▶ **REQUIRED WORK**
Nothing in the data should be left out, so repeat it all exactly.

Stored data
╭──

PR #125, opened 2024-03-13
Chore: Add telemetry tracking flag for `langchain-airbyte`, fix incorrect telemetry URL in first-time execution

aaronsteers:
An overly simple implementation, admittedly, but a decent start that should work as expected in most cases.

Note: I haven't tested this yet. I may try manually testing in a notebook.

### DIFF
--- a/airbyte/_util/meta.py
+++ b/airbyte/_util/meta.py
@@ -36,6 +36,9 @@ def is_langchain() -> bool:
 
     This checks for the presence of the 'langchain-airbyte' package.
 
+    TODO: A more robust check would inspect the call stack or another flag to see if we are actually
+          being invoked via LangChain, vs being installed side-by-side.
+
     This is cached for performance reasons.
     """
     return "langchain-airbyte" in sys.modules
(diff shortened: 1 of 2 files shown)


airbyte/_util/meta.py
```diff
@@ -30,6 +30,20 @@ def is_ci() -> bool:
...
+    """Return True if running in a Langchain environment.
+
+    This checks for the presence of the 'langchain-airbyte' package.
+
+    TODO: A more robust check would inspect the call stack or another flag to see if we are actually
+          being invoked via LangChain, vs being installed side-by-side.
+
+    This is cached for performance reasons.
+    """
+    return "langchain-airbyte" in sys.modules
```
bindipankhudi: would this also work if someone is using pip install ?

bindipankhudi: once you check-in, i can try it out.

bindipankhudi (approved):

airbyte/_util/meta.py
aaronsteers: Yes. I've just tested and confirmed. The `sys.modules` list contains all Python packages which have been imported into the Python runtime since launch. This includes `langchain_airbyte` _after_ the user has run `import langchain_airbyte` or `from langchain_airbyte import document_loaders`, etc.

PR #134, opened 2024-03-19
Feat: Always run config pre-validation

### LINKED ISSUE #126: Auto-validate source config
We have a method in PyAirbyte called Source.validate_config() but it doesn't run by default. The proposal here is that we enable that _at least_ whenever `check` is run, if not also before a `read()` operation.

Initially we left it out of the critical path because of fears it could introduce false-positive failures. What we are seeing a lot more of though, is users receiving confusing errors from the sources themselves.

False positives are still possible, but it's probably a very low-frequency occurance because the platform already requires all JSON Schema validators to pass before the user can save config in hosted versions of Airbyte.

aaronsteers:
Resolves #126 

When connectors fail due to incorrect config, they often do not do so gracefully.

This update will make pre-validation of config the default behavior, which gives us more control over the user experience.

### DIFF
--- a/airbyte/exceptions.py
+++ b/airbyte/exceptions.py
@@ -262,10 +262,10 @@ class AirbyteConnectorMissingSpecError(AirbyteConnectorError):
 
 
 class AirbyteConnectorValidationFailedError(AirbyteConnectorError):
-    """Connector check failed."""
+    """Connector config validation failed."""
 
     guidance = (
-        "Please double-check your config or review the connector's logs for more information."
+        "Please double-check your config and review the validation errors for more information."
     )
 
 
--- a/airbyte/exceptions.py
+++ b/airbyte/exceptions.py
@@ -261,6 +261,14 @@ class AirbyteConnectorMissingSpecError(AirbyteConnectorError):
     """Connector did not return a spec."""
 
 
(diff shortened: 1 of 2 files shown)


airbyte/exceptions.py
```diff
@@ -261,6 +261,14 @@ class AirbyteConnectorMissingSpecError(AirbyteConnectorError):
     """Connector did not return a spec."""
 
 
+class AirbyteConnectorValidationFailedError(AirbyteConnectorError):
+    """Connector check failed."""
+
+    guidance = (
+        "Please double-check your config or review the connector's logs for more information."
+    )
```
aaronsteers:
```suggestion
    """Connector config validation failed."""

    guidance = (
        "Please double-check your config and review the validation errors for more information."
    )
```

airbyte/sources/base.py
```diff
@@ -555,6 +566,7 @@ def read(
         streams: str | list[str] | None = None,
         write_strategy: str | WriteStrategy = WriteStrategy.AUTO,
         force_full_refresh: bool = False,
+        skip_validation: bool = True,
```
aaronsteers:
```suggestion
        skip_validation: bool = False,
```

bindipankhudi (approved):
Looks great!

╰──

▶ **TASK ANSWER**
PR #125, opened 2024-03-13
Chore: Add telemetry tracking flag for `langchain-airbyte`, fix incorrect telemetry URL in first-time execution

aaronsteers:
An overly simple implementation, admittedly, but a decent start that should work as expected in most cases.

Note: I haven't tested this yet. I may try manually testing in a notebook.

### DIFF
--- a/airbyte/_util/meta.py
+++ b/airbyte/_util/meta.py
@@ -36,6 +36,9 @@ def is_langchain() -> bool:
 
     This checks for the presence of the 'langchain-airbyte' package.
 
+    TODO: A more robust check would inspect the call stack or another flag to see if we are actually
+          being invoked via LangChain, vs being installed side-by-side.
+
     This is cached for performance reasons.
     """
     return "langchain-airbyte" in sys.modules
(diff shortened: 1 of 2 files shown)


airbyte/_util/meta.py
```diff
@@ -30,6 +30,20 @@ def is_ci() -> bool:
...
+    """Return True if running in a Langchain environment.
+
+    This checks for the presence of the 'langchain-airbyte' package.
+
+    TODO: A more robust check would inspect the call stack or another flag to see if we are actually
+          being invoked via LangChain, vs being installed side-by-side.
+
+    This is cached for performance reasons.
+    """
+    return "langchain-airbyte" in sys.modules
```
bindipankhudi: would this also work if someone is using pip install ?

bindipankhudi: once you check-in, i can try it out.

bindipankhudi (approved):

airbyte/_util/meta.py
aaronsteers: Yes. I've just tested and confirmed. The `sys.modules` list contains all Python packages which have been imported into the Python runtime since launch. This includes `langchain_airbyte` _after_ the user has run `import langchain_airbyte` or `from langchain_airbyte import document_loaders`, etc.

PR #134, opened 2024-03-19
Feat: Always run config pre-validation

### LINKED ISSUE #126: Auto-validate source config
We have a method in PyAirbyte called Source.validate_config() but it doesn't run by default. The proposal here is that we enable that _at least_ whenever `check` is run, if not also before a `read()` operation.

Initially we left it out of the critical path because of fears it could introduce false-positive failures. What we are seeing a lot more of though, is users receiving confusing errors from the sources themselves.

False positives are still possible, but it's probably a very low-frequency occurance because the platform already requires all JSON Schema validators to pass before the user can save config in hosted versions of Airbyte.

aaronsteers:
Resolves #126 

When connectors fail due to incorrect config, they often do not do so gracefully.

This update will make pre-validation of config the default behavior, which gives us more control over the user experience.

### DIFF
--- a/airbyte/exceptions.py
+++ b/airbyte/exceptions.py
@@ -262,10 +262,10 @@ class AirbyteConnectorMissingSpecError(AirbyteConnectorError):
 
 
 class AirbyteConnectorValidationFailedError(AirbyteConnectorError):
-    """Connector check failed."""
+    """Connector config validation failed."""
 
     guidance = (
-        "Please double-check your config or review the connector's logs for more information."
+        "Please double-check your config and review the validation errors for more information."
     )
 
 
--- a/airbyte/exceptions.py
+++ b/airbyte/exceptions.py
@@ -261,6 +261,14 @@ class AirbyteConnectorMissingSpecError(AirbyteConnectorError):
     """Connector did not return a spec."""
 
 
(diff shortened: 1 of 2 files shown)


airbyte/exceptions.py
```diff
@@ -261,6 +261,14 @@ class AirbyteConnectorMissingSpecError(AirbyteConnectorError):
     """Connector did not return a spec."""
 
 
+class AirbyteConnectorValidationFailedError(AirbyteConnectorError):
+    """Connector check failed."""
+
+    guidance = (
+        "Please double-check your config or review the connector's logs for more information."
+    )
```
aaronsteers:
```suggestion
    """Connector config validation failed."""

    guidance = (
        "Please double-check your config and review the validation errors for more information."
    )
```

airbyte/sources/base.py
```diff
@@ -555,6 +566,7 @@ def read(
         streams: str | list[str] | None = None,
         write_strategy: str | WriteStrategy = WriteStrategy.AUTO,
         force_full_refresh: bool = False,
+        skip_validation: bool = True,
```
aaronsteers:
```suggestion
        skip_validation: bool = False,
```

bindipankhudi (approved):
Looks great!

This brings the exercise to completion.